» Problem description
Among the entries below, find every line that has "members" and pull it out.

» Data in this exercise
################

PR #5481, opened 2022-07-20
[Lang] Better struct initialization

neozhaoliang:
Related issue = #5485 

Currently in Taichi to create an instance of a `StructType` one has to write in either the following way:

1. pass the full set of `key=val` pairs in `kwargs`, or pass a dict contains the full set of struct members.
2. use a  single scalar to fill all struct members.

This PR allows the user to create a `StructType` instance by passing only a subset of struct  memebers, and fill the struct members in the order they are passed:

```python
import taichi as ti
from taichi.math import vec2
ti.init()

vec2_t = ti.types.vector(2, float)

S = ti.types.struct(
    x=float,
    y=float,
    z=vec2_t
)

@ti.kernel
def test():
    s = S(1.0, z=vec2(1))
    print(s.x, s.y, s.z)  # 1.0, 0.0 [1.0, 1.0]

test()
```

################

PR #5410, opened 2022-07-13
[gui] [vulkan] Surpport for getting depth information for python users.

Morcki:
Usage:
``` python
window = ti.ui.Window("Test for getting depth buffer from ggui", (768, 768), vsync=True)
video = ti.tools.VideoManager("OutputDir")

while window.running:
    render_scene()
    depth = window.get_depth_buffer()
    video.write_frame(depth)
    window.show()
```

################

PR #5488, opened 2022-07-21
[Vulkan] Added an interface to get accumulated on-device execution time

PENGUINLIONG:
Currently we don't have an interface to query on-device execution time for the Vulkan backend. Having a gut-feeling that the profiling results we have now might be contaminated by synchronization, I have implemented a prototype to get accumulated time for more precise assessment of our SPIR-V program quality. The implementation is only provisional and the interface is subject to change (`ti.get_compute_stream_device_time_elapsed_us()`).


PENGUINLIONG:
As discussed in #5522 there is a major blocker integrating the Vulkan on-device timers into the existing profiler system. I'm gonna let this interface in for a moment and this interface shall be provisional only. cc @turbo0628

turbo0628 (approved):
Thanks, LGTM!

################

» Answer space
1. pass the full set of `key=val` pairs in `kwargs`, or pass a dict contains the full set of struct members.
2. use a  single scalar to fill all struct members.
This PR allows the user to create a `StructType` instance by passing only a subset of struct  memebers, and fill the struct members in the order they are passed:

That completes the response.